Hacker News new | ask | show | jobs
by unscrupulous_sw 2450 days ago
Data laundering

This means crawling or using illegally obtained datasets then processing it with "machine learning" until you have enough plausible deniability to use it.

This could be used for bypassing copyrights. For example you can remix stock photos you don't want to pay for. You can crawl a competitor's dating network to build similar looking fake profiles. You can steal writings and automatically paraphrase it. You can steal algorithms by cloning their inputs/outputs. You can generate new porn by swapping faces and background.
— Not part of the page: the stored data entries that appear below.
Issue #42, opened 2020-09-02
Proposal: Windows support


fabriciojs:
Right now the best way to use Kool on Windows is actually through WSL2 - which is pretty much a Linux environment so things should work mostly out-of-the-box.

Now running under Windows is a big question mark due to environment differences - executing docker, docker-compose, flags parsing, etc.

We have people testing that in an experimental fashion at this moment.

fbrissi:
I stiil testing this, but it seems to be very promising for now.

![image](https://user-images.githubusercontent.com/339706/92105232-eb8eef80-edb8-11ea-8cc7-4bd872b92b57.png)
![image](https://user-images.githubusercontent.com/339706/92105259-f6e21b00-edb8-11ea-9859-b1f7bd191aeb.png)
![image](https://user-images.githubusercontent.com/339706/92105375-23963280-edb9-11ea-8639-4886664e962c.png)
![image](https://user-images.githubusercontent.com/339706/92105330-0feacc00-edb9-11ea-94ae-4781a3d82d25.png)

fabriciojs:
This has been added on latest release 1.0.16.

But we have an issue - Windows tells the installer is a security risk. In order to solve that we need to sign the program.

@fbrissi pointer that out: https://docs.microsoft.com/pt-br/windows/msix/package/sign-app-package-using-signtool

fabriciojs:
Windows store - can we delivery through there?

wesleyhf:
I think windows store is a good way to go, it will keep everything simple, just go to store and click install!

https://docs.microsoft.com/en-us/windows/uwp/publish/

fabriciojs:
@cesramires - your notes about WSL are great - maybe you could provide a PR to add this somewhere in the docs/  markdown files? Installation section, maybe a new page linked, with WSL specifics.

fabriciojs:
About Windows store, I am moving this to be analysed at https://github.com/kool-dev/kool/issues/89.

PR #175, opened 2020-10-22
Fix UID Windows

fbrissi:
Correction of generating uid for Windows and installing does not add kool on Windows startup.

- As in Windows we don't have uid, use sid and get the last number, example: S-1-5-21-3623811015-3361044348-30300820-1013
 So, in this case, the uid used is 1013, this solve the problem to use root,  but it still has problems as in other cases that we saw in linux in docker images
 - Fix the installer was putting the kool to boot with windows start
 - Add arguments to build_artifacts, sample: `./build_artifacts.sh --version 1.6.0`

### DIFF
--- a/environment/uid_windows.go
+++ b/environment/uid_windows.go
@@ -1,0 +1,25 @@
+package environment
+
+import (
+	"os/user"
+	"regexp"
+)
+
+var sidExp = regexp.MustCompile(`([\d\D]+-)(?P<uid>\d+)`)
+
+func initUid(envStorage EnvStorage) {
+	// under native windows defaults to using
+	// root inside containers for kool managed images
+	envStorage.Set("UID", uid())
+}
+
+func uid() string {
+	current, _ := user.Current()
+	match := sidExp.FindStringSubmatch(current.Uid)
+
+	results := map[string]string{}
+	for i, name := range match {
+		results[sidExp.SubexpNames()[i]] = name
+	}
+	return results["uid"]
+}
--- a/environment/uid_windows.go
+++ b/environment/uid_windows.go
@@ -5,7 +5,7 @@ import (
 	"regexp"
 )
 
-var sidExp = regexp.MustCompile(`([\d\D]+-)(?P<uid>\d+)`)
+var sidExp = regexp.MustCompile(`.*-(?P<uid>\d+)`)
 
 func initUid(envStorage EnvStorage) {
 	// under native windows defaults to using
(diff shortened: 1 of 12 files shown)


danielsuguimoto (commented):
Can't we merge `asuser` and `uid` files? They are already sharing the `uid()` function, so keeping both in a single file could be more readable, IMO. But let's check the other's opinions

environment/uid_windows.go
```diff
@@ -0,0 +1,25 @@
+package environment
+
+import (
+	"os/user"
+	"regexp"
+)
+
+var sidExp = regexp.MustCompile(`([\d\D]+-)(?P<uid>\d+)`)
```
danielsuguimoto, line 8: If it's being used just inside `uid()`, there is no need to keep it in package scope level. You can declare it inside `uid()`

danielsuguimoto (changes requested):

environment/uid_windows.go
fbrissi: [MustCompile](https://golang.org/pkg/regexp/#MustCompile) is similar [Compile](https://golang.org/pkg/regexp/#Compile), this compile and parses a regular expression

I think it’s not a good idea to compile every time it’s called

danielsuguimoto: hum...yeah...it makes sense...never mind...

environment/uid_windows.go
```diff
@@ -0,0 +1,25 @@
...
+
+func uid() string {
+	current, _ := user.Current()
+	match := sidExp.FindStringSubmatch(current.Uid)
+
+	results := map[string]string{}
+	for i, name := range match {
+		results[sidExp.SubexpNames()[i]] = name
+	}
+	return results["uid"]
```
fabriciojs, line 24: what is the change we run this in a different version of windows, and for some reason we do not get a proper "uid" match from FindStringSubmatch above?

I guess we should here check IF the "uid" key exists, and then return its value; other wise I guess we should not break but instead we can default to the old behaviour?

fabriciojs (changes requested):
Awesome! Thanks for improving the Windows experience!

Just one note about resilience to avoid errors on unexpected environments.

fabriciojs:
This is related to #42

environment/uid_windows.go
fbrissi: I did it.
I tried to do a unit test to get this error, but I couldn't, I commented where the test failed. 
I wanted to simulate a case of divine work. 😄

fabriciojs (approved):

fabriciojs:
@danielsuguimoto you can review and then merge!

danielsuguimoto (approved):
LGTM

An illegal dataset can also be used as a hidden input to improve your core product. For example you can buy up all stolen databases and logs and correlate the users. This can then be used for better ad targeting using data that isn't even available to google and facebook.

6 comments

One area I've heard of this being used is when companies buy lists of email addresses of people in certain industries (which is usually not illegal per se) and then upload them to Facebook's advertising platform to do targeting (rather than spamming them directly).
If its illegal I'd consider that highly regulated. I never considered that this was even a thing though so interesting post.
Yes! I run a data science department that's involved with digital advertising. We have client files that are restricted and regularly destroyed. Sometimes I wonder how many competitors use those files to build better ad targeting systems.
Nice name for it.
What you re describing sounds like taking photos on the street. I hope thats never regulated
Are there any public examples of this?